### Requirement
Check the listing below for lines that hold "forEach". How many are there? Please give only the number.
=== Section Start ===
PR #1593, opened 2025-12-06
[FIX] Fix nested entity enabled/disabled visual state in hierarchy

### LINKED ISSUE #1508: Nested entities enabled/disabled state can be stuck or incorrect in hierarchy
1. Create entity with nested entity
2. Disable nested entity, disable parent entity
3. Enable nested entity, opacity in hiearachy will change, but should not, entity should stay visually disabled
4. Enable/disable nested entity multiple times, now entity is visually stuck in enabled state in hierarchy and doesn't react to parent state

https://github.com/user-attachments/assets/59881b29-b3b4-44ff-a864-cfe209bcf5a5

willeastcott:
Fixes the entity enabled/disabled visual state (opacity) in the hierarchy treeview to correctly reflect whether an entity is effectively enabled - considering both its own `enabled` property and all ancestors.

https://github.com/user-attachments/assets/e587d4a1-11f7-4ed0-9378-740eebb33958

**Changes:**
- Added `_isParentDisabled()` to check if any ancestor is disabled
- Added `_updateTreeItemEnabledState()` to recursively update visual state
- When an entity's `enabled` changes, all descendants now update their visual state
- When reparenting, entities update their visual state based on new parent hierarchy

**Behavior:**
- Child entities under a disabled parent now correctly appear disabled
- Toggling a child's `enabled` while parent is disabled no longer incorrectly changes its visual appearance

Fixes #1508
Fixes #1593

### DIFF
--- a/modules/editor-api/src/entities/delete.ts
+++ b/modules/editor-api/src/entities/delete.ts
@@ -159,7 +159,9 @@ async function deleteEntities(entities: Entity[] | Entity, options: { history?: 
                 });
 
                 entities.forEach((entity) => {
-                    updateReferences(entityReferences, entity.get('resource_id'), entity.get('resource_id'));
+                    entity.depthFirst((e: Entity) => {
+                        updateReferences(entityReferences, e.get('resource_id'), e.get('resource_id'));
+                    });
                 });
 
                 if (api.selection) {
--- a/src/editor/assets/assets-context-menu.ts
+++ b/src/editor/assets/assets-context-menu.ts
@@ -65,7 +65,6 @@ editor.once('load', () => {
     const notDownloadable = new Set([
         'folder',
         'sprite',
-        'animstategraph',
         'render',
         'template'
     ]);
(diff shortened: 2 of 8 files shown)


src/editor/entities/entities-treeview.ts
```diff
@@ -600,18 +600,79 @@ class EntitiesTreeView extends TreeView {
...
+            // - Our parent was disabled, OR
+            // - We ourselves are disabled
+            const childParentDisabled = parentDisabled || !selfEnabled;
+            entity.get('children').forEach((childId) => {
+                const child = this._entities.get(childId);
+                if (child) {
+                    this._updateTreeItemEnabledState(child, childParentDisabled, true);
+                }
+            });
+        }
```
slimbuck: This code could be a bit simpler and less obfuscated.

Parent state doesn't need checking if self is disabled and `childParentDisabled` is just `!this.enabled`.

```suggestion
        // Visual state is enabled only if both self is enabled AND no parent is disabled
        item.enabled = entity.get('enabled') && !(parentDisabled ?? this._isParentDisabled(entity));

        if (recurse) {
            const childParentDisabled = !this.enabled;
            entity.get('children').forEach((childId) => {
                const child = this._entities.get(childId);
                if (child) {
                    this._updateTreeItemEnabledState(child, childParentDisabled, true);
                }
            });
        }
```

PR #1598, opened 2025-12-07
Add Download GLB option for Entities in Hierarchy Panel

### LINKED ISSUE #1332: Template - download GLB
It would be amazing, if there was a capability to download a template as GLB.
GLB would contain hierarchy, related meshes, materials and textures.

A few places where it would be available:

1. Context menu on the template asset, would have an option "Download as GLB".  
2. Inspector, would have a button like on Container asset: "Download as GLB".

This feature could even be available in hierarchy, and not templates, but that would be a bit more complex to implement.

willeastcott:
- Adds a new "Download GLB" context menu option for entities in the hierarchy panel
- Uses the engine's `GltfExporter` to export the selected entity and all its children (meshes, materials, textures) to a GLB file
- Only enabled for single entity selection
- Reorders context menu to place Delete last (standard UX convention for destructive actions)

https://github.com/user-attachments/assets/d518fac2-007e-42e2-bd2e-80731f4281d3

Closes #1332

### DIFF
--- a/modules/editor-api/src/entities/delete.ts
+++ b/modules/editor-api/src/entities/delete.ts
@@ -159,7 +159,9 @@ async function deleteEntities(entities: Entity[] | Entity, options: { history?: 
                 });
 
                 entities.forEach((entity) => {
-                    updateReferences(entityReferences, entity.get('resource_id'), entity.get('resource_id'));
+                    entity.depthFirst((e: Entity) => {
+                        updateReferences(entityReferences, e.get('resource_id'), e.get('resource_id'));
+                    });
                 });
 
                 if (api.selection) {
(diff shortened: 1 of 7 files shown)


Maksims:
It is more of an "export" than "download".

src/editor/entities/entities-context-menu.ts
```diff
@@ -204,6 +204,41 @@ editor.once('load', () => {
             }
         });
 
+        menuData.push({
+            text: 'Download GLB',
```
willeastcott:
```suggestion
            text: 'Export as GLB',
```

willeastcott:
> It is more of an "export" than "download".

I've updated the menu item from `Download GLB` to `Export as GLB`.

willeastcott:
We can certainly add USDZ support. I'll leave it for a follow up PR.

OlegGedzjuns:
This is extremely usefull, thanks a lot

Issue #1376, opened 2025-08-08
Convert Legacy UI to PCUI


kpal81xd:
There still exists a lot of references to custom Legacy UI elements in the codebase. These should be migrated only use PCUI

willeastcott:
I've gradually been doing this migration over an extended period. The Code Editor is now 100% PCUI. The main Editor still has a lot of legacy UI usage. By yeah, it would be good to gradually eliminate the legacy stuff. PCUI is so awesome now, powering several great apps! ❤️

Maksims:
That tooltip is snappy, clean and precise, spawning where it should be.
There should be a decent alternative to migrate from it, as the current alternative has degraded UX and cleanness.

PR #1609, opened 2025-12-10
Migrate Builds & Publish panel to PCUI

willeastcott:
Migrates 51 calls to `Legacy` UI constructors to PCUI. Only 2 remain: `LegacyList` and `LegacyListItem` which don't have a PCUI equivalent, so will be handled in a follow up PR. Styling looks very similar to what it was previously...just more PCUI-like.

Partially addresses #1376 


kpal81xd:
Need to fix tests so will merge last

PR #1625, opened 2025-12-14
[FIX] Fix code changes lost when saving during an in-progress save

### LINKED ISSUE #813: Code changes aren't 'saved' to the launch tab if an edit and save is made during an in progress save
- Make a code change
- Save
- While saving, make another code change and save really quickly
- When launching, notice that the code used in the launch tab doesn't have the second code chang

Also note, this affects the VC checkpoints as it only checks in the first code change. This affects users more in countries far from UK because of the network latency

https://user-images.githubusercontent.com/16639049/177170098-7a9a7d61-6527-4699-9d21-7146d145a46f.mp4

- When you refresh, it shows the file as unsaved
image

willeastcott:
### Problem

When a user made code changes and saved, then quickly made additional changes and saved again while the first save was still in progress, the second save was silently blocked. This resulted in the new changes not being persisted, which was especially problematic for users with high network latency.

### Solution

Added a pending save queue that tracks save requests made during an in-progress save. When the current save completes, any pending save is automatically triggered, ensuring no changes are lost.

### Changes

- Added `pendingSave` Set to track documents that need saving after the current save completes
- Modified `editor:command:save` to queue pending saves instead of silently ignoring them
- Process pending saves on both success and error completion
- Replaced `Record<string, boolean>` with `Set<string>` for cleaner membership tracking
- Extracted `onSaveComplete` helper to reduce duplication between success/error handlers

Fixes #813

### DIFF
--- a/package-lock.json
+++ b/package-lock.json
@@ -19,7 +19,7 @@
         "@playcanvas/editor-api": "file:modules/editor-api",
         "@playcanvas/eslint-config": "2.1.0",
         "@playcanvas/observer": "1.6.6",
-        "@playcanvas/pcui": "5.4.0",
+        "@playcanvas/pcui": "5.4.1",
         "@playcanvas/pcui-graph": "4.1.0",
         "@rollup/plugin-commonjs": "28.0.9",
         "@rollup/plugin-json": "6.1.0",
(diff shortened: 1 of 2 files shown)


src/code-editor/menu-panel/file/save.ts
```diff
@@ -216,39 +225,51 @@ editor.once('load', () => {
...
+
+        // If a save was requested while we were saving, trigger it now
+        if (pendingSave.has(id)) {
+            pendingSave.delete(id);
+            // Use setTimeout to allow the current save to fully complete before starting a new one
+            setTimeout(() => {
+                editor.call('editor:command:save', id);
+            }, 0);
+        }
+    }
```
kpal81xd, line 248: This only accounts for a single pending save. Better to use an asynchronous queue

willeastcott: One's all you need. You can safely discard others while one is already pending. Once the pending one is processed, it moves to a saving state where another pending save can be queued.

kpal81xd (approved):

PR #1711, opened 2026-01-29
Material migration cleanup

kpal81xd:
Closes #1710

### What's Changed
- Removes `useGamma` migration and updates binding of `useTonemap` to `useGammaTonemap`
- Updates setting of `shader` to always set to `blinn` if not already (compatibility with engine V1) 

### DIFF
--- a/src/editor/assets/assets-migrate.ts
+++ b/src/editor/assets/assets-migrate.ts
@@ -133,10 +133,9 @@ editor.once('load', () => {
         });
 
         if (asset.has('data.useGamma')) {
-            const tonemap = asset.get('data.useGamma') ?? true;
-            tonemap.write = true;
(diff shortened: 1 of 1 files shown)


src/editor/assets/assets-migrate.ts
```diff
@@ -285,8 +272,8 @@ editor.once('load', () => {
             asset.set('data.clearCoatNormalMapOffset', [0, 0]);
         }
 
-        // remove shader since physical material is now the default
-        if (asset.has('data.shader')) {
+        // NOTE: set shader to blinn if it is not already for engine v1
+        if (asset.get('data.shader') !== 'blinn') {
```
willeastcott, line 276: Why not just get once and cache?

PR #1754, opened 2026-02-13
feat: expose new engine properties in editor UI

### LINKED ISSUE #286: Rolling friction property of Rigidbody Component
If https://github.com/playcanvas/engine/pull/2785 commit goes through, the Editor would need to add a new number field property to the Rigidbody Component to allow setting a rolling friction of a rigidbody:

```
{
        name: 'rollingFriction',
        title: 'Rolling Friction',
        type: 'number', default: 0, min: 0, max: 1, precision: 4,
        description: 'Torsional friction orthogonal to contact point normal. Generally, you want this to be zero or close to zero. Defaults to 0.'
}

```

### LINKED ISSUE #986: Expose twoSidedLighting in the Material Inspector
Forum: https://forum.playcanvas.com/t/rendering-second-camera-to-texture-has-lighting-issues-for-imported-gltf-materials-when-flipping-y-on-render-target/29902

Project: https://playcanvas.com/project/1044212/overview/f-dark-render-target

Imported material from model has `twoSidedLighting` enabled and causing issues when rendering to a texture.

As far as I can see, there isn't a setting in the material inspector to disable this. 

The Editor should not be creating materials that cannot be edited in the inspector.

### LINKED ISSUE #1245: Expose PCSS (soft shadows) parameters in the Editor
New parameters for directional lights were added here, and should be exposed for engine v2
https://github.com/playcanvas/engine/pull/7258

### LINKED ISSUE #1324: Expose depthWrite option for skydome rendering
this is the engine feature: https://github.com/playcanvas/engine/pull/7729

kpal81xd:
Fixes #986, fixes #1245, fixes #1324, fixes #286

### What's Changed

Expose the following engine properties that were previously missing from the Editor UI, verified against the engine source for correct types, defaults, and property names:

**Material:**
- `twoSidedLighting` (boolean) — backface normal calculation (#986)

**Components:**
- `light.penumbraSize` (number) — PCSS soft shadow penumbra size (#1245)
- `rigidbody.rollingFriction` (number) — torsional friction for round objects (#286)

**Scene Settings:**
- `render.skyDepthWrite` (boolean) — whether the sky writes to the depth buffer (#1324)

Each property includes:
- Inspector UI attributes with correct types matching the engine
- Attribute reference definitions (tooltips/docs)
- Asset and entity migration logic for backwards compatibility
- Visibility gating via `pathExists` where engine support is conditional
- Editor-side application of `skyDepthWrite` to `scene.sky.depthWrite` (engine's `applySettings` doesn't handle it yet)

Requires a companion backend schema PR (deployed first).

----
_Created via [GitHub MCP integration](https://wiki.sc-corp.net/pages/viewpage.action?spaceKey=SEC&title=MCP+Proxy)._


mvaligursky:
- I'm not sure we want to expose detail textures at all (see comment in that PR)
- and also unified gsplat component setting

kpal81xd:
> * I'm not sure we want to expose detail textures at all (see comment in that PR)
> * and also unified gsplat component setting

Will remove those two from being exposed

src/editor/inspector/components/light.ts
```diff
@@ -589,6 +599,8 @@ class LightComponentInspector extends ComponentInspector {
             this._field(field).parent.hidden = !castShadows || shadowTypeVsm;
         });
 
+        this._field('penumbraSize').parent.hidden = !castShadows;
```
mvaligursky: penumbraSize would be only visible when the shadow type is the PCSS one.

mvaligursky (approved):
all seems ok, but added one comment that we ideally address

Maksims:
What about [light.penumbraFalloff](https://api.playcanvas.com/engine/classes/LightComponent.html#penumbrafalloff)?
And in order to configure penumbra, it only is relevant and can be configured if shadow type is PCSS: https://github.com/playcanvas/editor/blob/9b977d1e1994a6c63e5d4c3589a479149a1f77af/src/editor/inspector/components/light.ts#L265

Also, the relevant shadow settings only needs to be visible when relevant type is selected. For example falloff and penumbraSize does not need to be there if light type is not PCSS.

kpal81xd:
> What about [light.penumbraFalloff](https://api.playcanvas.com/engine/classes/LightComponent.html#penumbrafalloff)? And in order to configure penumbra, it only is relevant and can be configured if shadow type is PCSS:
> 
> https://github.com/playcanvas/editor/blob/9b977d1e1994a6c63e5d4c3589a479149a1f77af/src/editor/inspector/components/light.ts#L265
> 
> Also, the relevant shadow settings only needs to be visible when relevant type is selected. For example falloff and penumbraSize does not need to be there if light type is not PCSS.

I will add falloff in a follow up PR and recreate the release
=== Section End ===
### Reply to the exercise
4